DG: I feel like the shift toward the alternative methods in immunotoxicity testing will be my biggest scientific accomplishment. It is not complete yet, but I really feel like the transition away from the standard laboratory animal assays and the move towards being able to better predict in a more human-relevant model is something to which I am immensely proud to have contributed.
I am now part of a research group that is looking at the development of alternative methods for screening for developmental immunotoxicity. We hosted several workshops and have another coming up in May. Again, the idea is to foster the implementation of alternative methods to be able to screen for developmental immunotoxicity.
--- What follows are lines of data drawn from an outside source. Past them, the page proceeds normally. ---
PR #5664, opened 2024-08-09
fix(cache/unstable): fix flaky `memoize()` test with `FakeTime`

lionel-rowe:
Fixes https://github.com/denoland/std/issues/5663


iuioiua (approved):
Great! Thank you.

Issue #5574, opened 2024-07-30
Normalize error message grammar


jsejcksn:
> Is the error grammar in all std mods the same? I think to remember different ones (`missing xyz: something`, `xyz is missing in something`, `you didn't put xyz in something`).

It is really, I think, the way of the future, and it will allow us to be more mechanistic, more human-relevant, and more predictive.
EF: What is next?
DG: We are working on establishing scientific confidence in other NAMs, and we are developing an in vitro screening panel to look at immune suppression, not using experimental animals. Our work through the NTP Interagency Center for the Evaluation of Alternative Toxicological Methods recently resulted in a large-scale partnership with other federal agencies and commercial product manufacturers to explore some of the newer alternative methods to detect chemicals that can cause allergic reactions in the skin.
Allergic responses from skin exposure is one of the most common occupational illnesses. Evaluation of whether cosmetics, pesticides, or industrial chemicals cause either allergic or irritant responses in the skin is a major testing requirement in all countries. It is a significant problem in the general population, but hard to accurately measure just how much because it is difficult to distinguish between things that cause true allergy or just irritate the skin based on self-reporting and without specific tests. Respiratory allergy can manifest as something as simple as a runny nose or as severe as asthma and anaphylaxis. We try to predict which chemicals may induce allergic responses so that we can eliminate or minimize such exposures.
We have tested chemicals using in vitro methods and then compared that data with information on known skin sensitizers in humans to establish scientific confidence in those methods. Some of these methods are based on gene signatures — they use a specific set of genes to predict skin sensitization. In a new project, we are using a similar platform to evaluate potential respiratory sensitizers.
Anderson SE, Meade BJ. 2014. Potential health effects associated with dermal exposure to occupational chemicals. Environ Health Insights 8(Suppl 1):51−62.
Strickland J, Truax J, Corvaro M, Settivari R, Henriquez J, McFadden J, Gulledge T, Johnson V, Gehen S, Germolec D, Allen DG, Kleinstreuer N. 2022. Application of defined approaches for skin sensitization to agrochemical products. Front Toxicol 4:852856.
(Jennifer Harker, Ph.D., is a technical writer-editor in the NIEHS Office of Communications and Public Liaison.)